The design rule is enforced structurally, not by convention. Every tool is a thin shim that delegates to a primitive, and the capability check exists only in the primitive. We then wrote the paper's central claim as a battery of tests that would fail if authority lived at tool dispatch.

A process can see and invoke a tool and still be denied at the primitive (visibility is not authority).
Knowing an object's name is not permission to read it (names are not capabilities).
Revocation takes effect on the next primitive call; a wrapper holding a stale reference cannot bypass it.
An always_deny policy overrides a held capability; a capability past its lifetime is denied.
An ask_each_time operation parks the process into WAITING_HUMAN and resumes the same action on approval, with no spurious tool failure.
Checkpoint and resume roll back state but not the audit record of an external effect.

Why it was worth doing

A quantitative harness makes the point in one number. We gave a single process full visibility of every tool, but capabilities for only a subset of resources, and had it attempt 11 protected operations. Four were allowed (it held the capability), seven were stopped dead at the primitive boundary despite the tools being fully visible and invocable, and one parked for a human and then completed on approval. 64 per cent of attempts were refused by capabilities, not by the model choosing to behave. Every authority decision left an audit record: 13 records, 7 of them denials.

This is the design a regulated buyer can actually sign off. An FCA firm, a Local Authority, or the ICO cannot accept "the agent was told not to". They can accept authority that is scoped, checked in code, revocable mid-run, and audited at every edge. That is the same model as Workloft's AP2 mandates: authority is a signed, scoped, revocable capability, not a tool you happen to be holding.

What's still off

This is a single-process, deterministic reproduction with a logical clock, no LLM in the loop, and no Deno JIT tool sandbox.

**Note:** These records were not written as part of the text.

PR #1653, opened 2026-09-02
Update codemodel dependency to 4.0.9.

baldimir:

Updates codemodel dependency to the newest version. The dependency moved to a new groupId. 

I also moved the version definition of dependencies from the jackson module to the parent pom, so it is easier to maintain those versions.


ricardozanini (approved):
LGTM waiting for @mcruzdev report.

fjtirado (approved):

It reproduces the authority model and the scheduler semantics, which is the part of the paper we wanted to falsify, not the full multi-process TypeScript pipeline. We are not claiming a production runtime. We are claiming that the paper's core invariant is real, mechanical, and runs in under a second, and that it matches the boundary we already draw for sovereign work.

What's now in the stack

agentlibos — a runnable capability-controlled runtime (process, capabilities, object memory, primitives, scheduler, audit).
tests/test_authority_boundary.py — 9 falsifiable claims, all passing.
bench.py — the authority-boundary metric (64% of attempts refused at the primitive).
Public reproduction in the Workloft ships mirror on GitHub.